# Exercise
Each of the lines below must be written out exactly as shown.

# Given data
PR #10, opened 2021-09-05
Updated ERF index

claudio525:
Converted ruptured dataframe to use an index instead of rupture id to reduce memory usage for ensembles with a large number of branches.

- All rupture dataframes stored in Branches, IMEnsembles and Ensemble now have an int index  as df index instead of rupture id
- Conversion between rupture_id -> rupture_id_ix (and the other way) is done via a lookup in the ensemble 
- For ease of use Branches, IMEnsembles and Ensemble still expose the rupture id dataframes via a property, but obviously this now involves an on the fly lookup


calculation/seistech_calc/seistech_calc/disagg/DisaggData.py
```diff
@@ -58,30 +59,47 @@ def __init__(
...
+    @property
+    def ds_disagg_id(self):
+        raise NotImplementedError()
+
     @property
     def total_contributions(self) -> pd.Series:
-        return self.fault_disagg.contribution.append(
-            pd.Series({"distributed_seismicity": self.ds_disagg.contribution.sum()})
+        return self.fault_disagg_id.contribution.append(
+            pd.Series({"distributed_seismicity": self.ds_disagg_id.contribution.sum()})
```
SnowNooDLe, line 91: Please correct me if I understood something wrong, I've seen @property decorators a few times but wasn't sure what exactly does, especially when it does something more than like what these two do, obviously these two seems just getters. [ref](https://www.programiz.com/python-programming/property) and by reading this, it seems basically it's a getter/setter pythonic way.
```python
property
    def fault_disagg_id_ix(self):
        return self._fault_disagg

    @property
    def ds_disagg_id_ix(self):
        return self._ds_disagg
```

Anyway, if so, wouldn't this be an error?
`self.fault_disagg_id.contribution.append` because `self.fault_disagg_id` is basically the property decorator right above, `def fault_disagg_id(self)` which is currently raising not implemented error?

Was it meant to be something like this?
```python
return self.fault_disagg_id_ix.contribution.append ...... "distributed_seismicity": self.ds_disagg_id_ix.contribution.sum()})
```

calculation/seistech_calc/seistech_calc/disagg/DisaggData.py
```diff
@@ -222,6 +258,24 @@ def __init__(
...
+        )
+
+    @property
+    def ds_disagg_id(self):
+        return self._ds_disagg.set_index(
+            rupture.rupture_id_ix_to_rupture_id(
+                self.im_ensemble.ensemble, self._ds_disagg.index.values
+            ),
+            inplace=False,
+        )
```
joelridden, line 277: Do these need to be here? Can't we just use DisaggData's properties as they seem the same to me? No need to override them.

calculation/seistech_calc/seistech_calc/disagg/disagg.py
```diff
@@ -360,15 +378,13 @@ def run_disagg_gridding(
     )[:, 0]
     ds_ruptures["rupture_id"] = ds_ruptures.index.values
 
-    # Get the distances
+    # Add distance data
```
joelridden, line 381: Still seems to be a get here rather than an addition?

calculation/seistech_calc/seistech_calc/gm_data/Ensemble.py
```diff
@@ -1,12 +1,13 @@
 import os
 import hashlib
 from glob import glob
-from typing import Dict, TYPE_CHECKING
+from typing import Dict, TYPE_CHECKING, Sequence
```
joelridden, line 4: I don't see where Sequence was used here so can probably be safely removed

calculation/seistech_calc/seistech_calc/rupture/rupture.py
```diff
@@ -74,3 +80,29 @@ def rupture_name_to_id(rupture_names: np.ndarray, erf_ffp: str):
...
+):
+    """Convertes the rupture names to rupture_id_ix values"""
+    return rupture_id_to_ix(
+        ensemble, rupture_name_to_id(rupture_names, erf_ffp)
+    )
+
+
+def rupture_id_ix_to_rupture_id(ensemble: "gm_data.Ensemble", rupture_id_ind: np.ndarray):
+    """Converts rupture id ix to rupture ids"""
+    return ensemble.get_rupture_ids(rupture_id_ind)
```
joelridden, line 108: No new line end of file

calculation/seistech_calc/seistech_calc/disagg/DisaggData.py
jasonmotha: As is it looks like it will raise a non implemented error. I'm happy to be educated otherwise.

SnowNooDLe: Great, I knew that was the case!
Thanks for the clarification :+1:

calculation/seistech_calc/seistech_calc/disagg/DisaggData.py
SnowNooDLe: Agreed, it seems they are identical(BranchDisaggData and EnsembleDisaggData) as well, I reckon it can be moved to the parent's class.

calculation/seistech_calc/seistech_calc/disagg/DisaggData.py
claudio525: It doens't actually result in a `NotImplementedError` as a DisaggData class should never be instantiated directly. Instead only BranchDisaggData and EnsembleDisaggData are instantiated, which both implement `fault_disagg_id` and `ds_disagg_id`. 

I have added a comment to these to indicate that these have to implement by sub-classes

jasonmotha: Oh yep. That makes sense. Would it be possible to mark these as abstract methods / class? I think python has a module for that?

calculation/seistech_calc/seistech_calc/disagg/DisaggData.py
claudio525: THere is a difference between them in the way that they access the ensemble, which is needed for the lookup. However, I should have at least removed the duplication...
But moving it to DisaggData is even better (but it didn't use to have access to the ensemble, and I didn't think it was a good idea to add it, but have changed my mind on that..). Anyways properties will move to DisaggData as suggested.

calculation/seistech_calc/seistech_calc/disagg/DisaggData.py
claudio525: Hmh pretty sure I looked at that once and decided for some reason against it. Not sure, not keen on doing this now (since we don't do it anywhere else). But I do agree that it should be more obvious, I'll rename it to `BaseDisaggData` which I think is what we do with other pure BaseClasses.

joelridden (approved):

jasonmotha (approved):

SnowNooDLe (approved):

# Result for this task
PR #10, opened 2021-09-05
Updated ERF index

claudio525:
Converted ruptured dataframe to use an index instead of rupture id to reduce memory usage for ensembles with a large number of branches.

- All rupture dataframes stored in Branches, IMEnsembles and Ensemble now have an int index  as df index instead of rupture id
- Conversion between rupture_id -> rupture_id_ix (and the other way) is done via a lookup in the ensemble 
- For ease of use Branches, IMEnsembles and Ensemble still expose the rupture id dataframes via a property, but obviously this now involves an on the fly lookup


calculation/seistech_calc/seistech_calc/disagg/DisaggData.py
```diff
@@ -58,30 +59,47 @@ def __init__(
...
+    @property
+    def ds_disagg_id(self):
+        raise NotImplementedError()
+
     @property
     def total_contributions(self) -> pd.Series:
-        return self.fault_disagg.contribution.append(
-            pd.Series({"distributed_seismicity": self.ds_disagg.contribution.sum()})
+        return self.fault_disagg_id.contribution.append(
+            pd.Series({"distributed_seismicity": self.ds_disagg_id.contribution.sum()})
```
SnowNooDLe, line 91: Please correct me if I understood something wrong, I've seen @property decorators a few times but wasn't sure what exactly does, especially when it does something more than like what these two do, obviously these two seems just getters. [ref](https://www.programiz.com/python-programming/property) and by reading this, it seems basically it's a getter/setter pythonic way.
```python
property
    def fault_disagg_id_ix(self):
        return self._fault_disagg

    @property
    def ds_disagg_id_ix(self):
        return self._ds_disagg
```

Anyway, if so, wouldn't this be an error?
`self.fault_disagg_id.contribution.append` because `self.fault_disagg_id` is basically the property decorator right above, `def fault_disagg_id(self)` which is currently raising not implemented error?

Was it meant to be something like this?
```python
return self.fault_disagg_id_ix.contribution.append ...... "distributed_seismicity": self.ds_disagg_id_ix.contribution.sum()})
```

calculation/seistech_calc/seistech_calc/disagg/DisaggData.py
```diff
@@ -222,6 +258,24 @@ def __init__(
...
+        )
+
+    @property
+    def ds_disagg_id(self):
+        return self._ds_disagg.set_index(
+            rupture.rupture_id_ix_to_rupture_id(
+                self.im_ensemble.ensemble, self._ds_disagg.index.values
+            ),
+            inplace=False,
+        )
```
joelridden, line 277: Do these need to be here? Can't we just use DisaggData's properties as they seem the same to me? No need to override them.

calculation/seistech_calc/seistech_calc/disagg/disagg.py
```diff
@@ -360,15 +378,13 @@ def run_disagg_gridding(
     )[:, 0]
     ds_ruptures["rupture_id"] = ds_ruptures.index.values
 
-    # Get the distances
+    # Add distance data
```
joelridden, line 381: Still seems to be a get here rather than an addition?

calculation/seistech_calc/seistech_calc/gm_data/Ensemble.py
```diff
@@ -1,12 +1,13 @@
 import os
 import hashlib
 from glob import glob
-from typing import Dict, TYPE_CHECKING
+from typing import Dict, TYPE_CHECKING, Sequence
```
joelridden, line 4: I don't see where Sequence was used here so can probably be safely removed

calculation/seistech_calc/seistech_calc/rupture/rupture.py
```diff
@@ -74,3 +80,29 @@ def rupture_name_to_id(rupture_names: np.ndarray, erf_ffp: str):
...
+):
+    """Convertes the rupture names to rupture_id_ix values"""
+    return rupture_id_to_ix(
+        ensemble, rupture_name_to_id(rupture_names, erf_ffp)
+    )
+
+
+def rupture_id_ix_to_rupture_id(ensemble: "gm_data.Ensemble", rupture_id_ind: np.ndarray):
+    """Converts rupture id ix to rupture ids"""
+    return ensemble.get_rupture_ids(rupture_id_ind)
```
joelridden, line 108: No new line end of file

calculation/seistech_calc/seistech_calc/disagg/DisaggData.py
jasonmotha: As is it looks like it will raise a non implemented error. I'm happy to be educated otherwise.

SnowNooDLe: Great, I knew that was the case!
Thanks for the clarification :+1:

calculation/seistech_calc/seistech_calc/disagg/DisaggData.py
SnowNooDLe: Agreed, it seems they are identical(BranchDisaggData and EnsembleDisaggData) as well, I reckon it can be moved to the parent's class.

calculation/seistech_calc/seistech_calc/disagg/DisaggData.py
claudio525: It doens't actually result in a `NotImplementedError` as a DisaggData class should never be instantiated directly. Instead only BranchDisaggData and EnsembleDisaggData are instantiated, which both implement `fault_disagg_id` and `ds_disagg_id`. 

I have added a comment to these to indicate that these have to implement by sub-classes

jasonmotha: Oh yep. That makes sense. Would it be possible to mark these as abstract methods / class? I think python has a module for that?

calculation/seistech_calc/seistech_calc/disagg/DisaggData.py
claudio525: THere is a difference between them in the way that they access the ensemble, which is needed for the lookup. However, I should have at least removed the duplication...
But moving it to DisaggData is even better (but it didn't use to have access to the ensemble, and I didn't think it was a good idea to add it, but have changed my mind on that..). Anyways properties will move to DisaggData as suggested.

calculation/seistech_calc/seistech_calc/disagg/DisaggData.py
claudio525: Hmh pretty sure I looked at that once and decided for some reason against it. Not sure, not keen on doing this now (since we don't do it anywhere else). But I do agree that it should be more obvious, I'll rename it to `BaseDisaggData` which I think is what we do with other pure BaseClasses.

joelridden (approved):

jasonmotha (approved):

SnowNooDLe (approved):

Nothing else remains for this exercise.